[Records to use]:
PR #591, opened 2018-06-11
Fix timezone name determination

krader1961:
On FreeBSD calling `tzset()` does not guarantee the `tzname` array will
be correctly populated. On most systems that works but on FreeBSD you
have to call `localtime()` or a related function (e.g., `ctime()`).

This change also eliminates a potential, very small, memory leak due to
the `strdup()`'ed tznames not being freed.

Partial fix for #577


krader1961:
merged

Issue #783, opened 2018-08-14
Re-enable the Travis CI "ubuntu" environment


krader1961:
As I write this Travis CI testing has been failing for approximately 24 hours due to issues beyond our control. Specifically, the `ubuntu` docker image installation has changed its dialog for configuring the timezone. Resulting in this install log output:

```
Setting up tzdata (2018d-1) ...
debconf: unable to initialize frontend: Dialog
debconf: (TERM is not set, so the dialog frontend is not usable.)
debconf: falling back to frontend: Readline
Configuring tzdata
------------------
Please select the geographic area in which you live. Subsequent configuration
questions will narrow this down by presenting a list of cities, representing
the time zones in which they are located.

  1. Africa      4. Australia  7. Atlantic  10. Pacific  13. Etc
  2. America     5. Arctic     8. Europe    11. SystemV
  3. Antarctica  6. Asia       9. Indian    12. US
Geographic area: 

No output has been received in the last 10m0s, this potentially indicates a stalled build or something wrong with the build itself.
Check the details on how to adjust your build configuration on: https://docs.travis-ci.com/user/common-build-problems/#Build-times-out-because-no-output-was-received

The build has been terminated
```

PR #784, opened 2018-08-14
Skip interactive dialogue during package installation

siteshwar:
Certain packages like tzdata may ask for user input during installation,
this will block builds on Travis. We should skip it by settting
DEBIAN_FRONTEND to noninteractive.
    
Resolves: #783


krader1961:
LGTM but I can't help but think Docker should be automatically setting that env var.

---

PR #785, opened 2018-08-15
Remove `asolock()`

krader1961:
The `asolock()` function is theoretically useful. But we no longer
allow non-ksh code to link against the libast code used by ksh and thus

[Work instruction]:
Lines of the listing above that hold the string "area" should each be copied.

[Your response]:
Please select the geographic area in which you live. Subsequent configuration
Geographic area: 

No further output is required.